You have quite granular control over this tool. It uses a single config file located in ~/.hapi/config.yaml. This way you can set the defaults for most of the command --flags.

The yaml file get created automatically when you first run hapi with a default configuration. It contains several sections; one for each sub command.

Note: Make sure you use camelCase or alllowercase for the keys, otherwise they won't load correctly.

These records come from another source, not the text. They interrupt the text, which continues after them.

PR #11857, opened 2026-01-30
fabtests/efa: Add nvcc flag for Blackwell sm_100

jiaxiyan:
Add support for p6-b200 Blackwell architecture.

### DIFF
--- a/fabtests/prov/efa/src/efagda/Makefile
+++ b/fabtests/prov/efa/src/efagda/Makefile
@@ -1,6 +1,6 @@
 CC=gcc
 NVCC=nvcc
-NVCC_FLAGS=-G -arch=sm_90
+NVCC_FLAGS=-G -gencode arch=compute_90,code=sm_90 -gencode arch=compute_100,code=sm_100
 CFLAGS=-pthread
 CUDA_FLAGS=-Xcompiler -fPIC
 CUDA_INCLUDES=-I/usr/local/cuda/include


fabtests/prov/efa/src/efagda/Makefile
```diff
@@ -1,6 +1,6 @@
 CC=gcc
 NVCC=nvcc
-NVCC_FLAGS=-G -arch=sm_90
+NVCC_FLAGS=-G -gencode arch=compute_90,code=sm_90 -gencode arch=compute_100,code=sm_100
```
shijin-aws, line 3: what will happen if we do not specify the arch?

jiaxiyan: It will use a default old architecture with`nvcc warning : Support for offline compilation for architectures prior to '<compute/sm/lto>_75' will be removed in a future release (Use -Wno-deprecated-gpu-targets to suppress warning).`
PTX JIT will be used and it becomes a problem when we run with mismatched nvcc and driver versions `PTX was compiled with an unsupported toolchain`.

shijin-aws: My question is whether keeping adding new arch to this line is a scalable solution

jiaxiyan: It is the preferred way if we know which GPU it is. For future GPUs, it is not needed if we run with compatible driver and nvcc version but I don't want to explicitly check the versions.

Example of a ~/.hapi/config.yaml file:

api:
  color: true
  env: prod
  pager: ""
  downloads: "/Users/your-username/Downloads"
environments:
  local:
    authorizationHeaderJWT: "<YOUR-THING>"
    address: "http://localhost/api/v1"
  stage:
    authorizationHeaderJWT: "<YOUR-THING>"
    address: "https://staging.example.com/api/v1"
  prod:
    authorizationHeaderJWT: "<YOUR-THING>"
    address: "https://jsonplaceholder.typicode.com"
history:
  enabled: true
  unique: true
  color: true
  date: true
  interactive: true
  max: 100
  saveUnsuccessful: false

Command sections

Sections Key Type Default What it does
history
enabled bool true Enable the history feature.
unique bool true When displaying your history records, remove duplicates. This is to make your list smaller, but can be useful to see duplicates in --interactive mode to check differences on how long did it took the same endpoint to respond (say you are implementing a cache).
color bool true When displaying your history to stdout (eg: non interactive mode) show nice colors.
date bool true Display the date when displaying your history records.
interactive bool true Automatically load your history in --interactive mode when you run hapi history.
saveUnsuccessful bool false Save commands that are invalid.
max int 100 How many history records to load by default (latest always load first) when displaying records.
api
color bool true When displaying JSON responses to stdout, show nice colors.
env string prod What environment to use by default if --env is not set.
downloads string "./" When using the --all flag, it saves the generated file to the directory specified here. You can set a relative or absolute path.
pager string "" Automatically pipes the output to the specified pager program (eg: "less") I STRONGLY suggest using 'slit' or 'most' as they support colors while 'less' and 'more' don't. Set to empty string if you want to turn it off.

Environments section

To save you a lot of time hapi will manage your tokens and refresh them automatically. Use the show subcommand for token (hapi token show) to help you with making sure your token is correct.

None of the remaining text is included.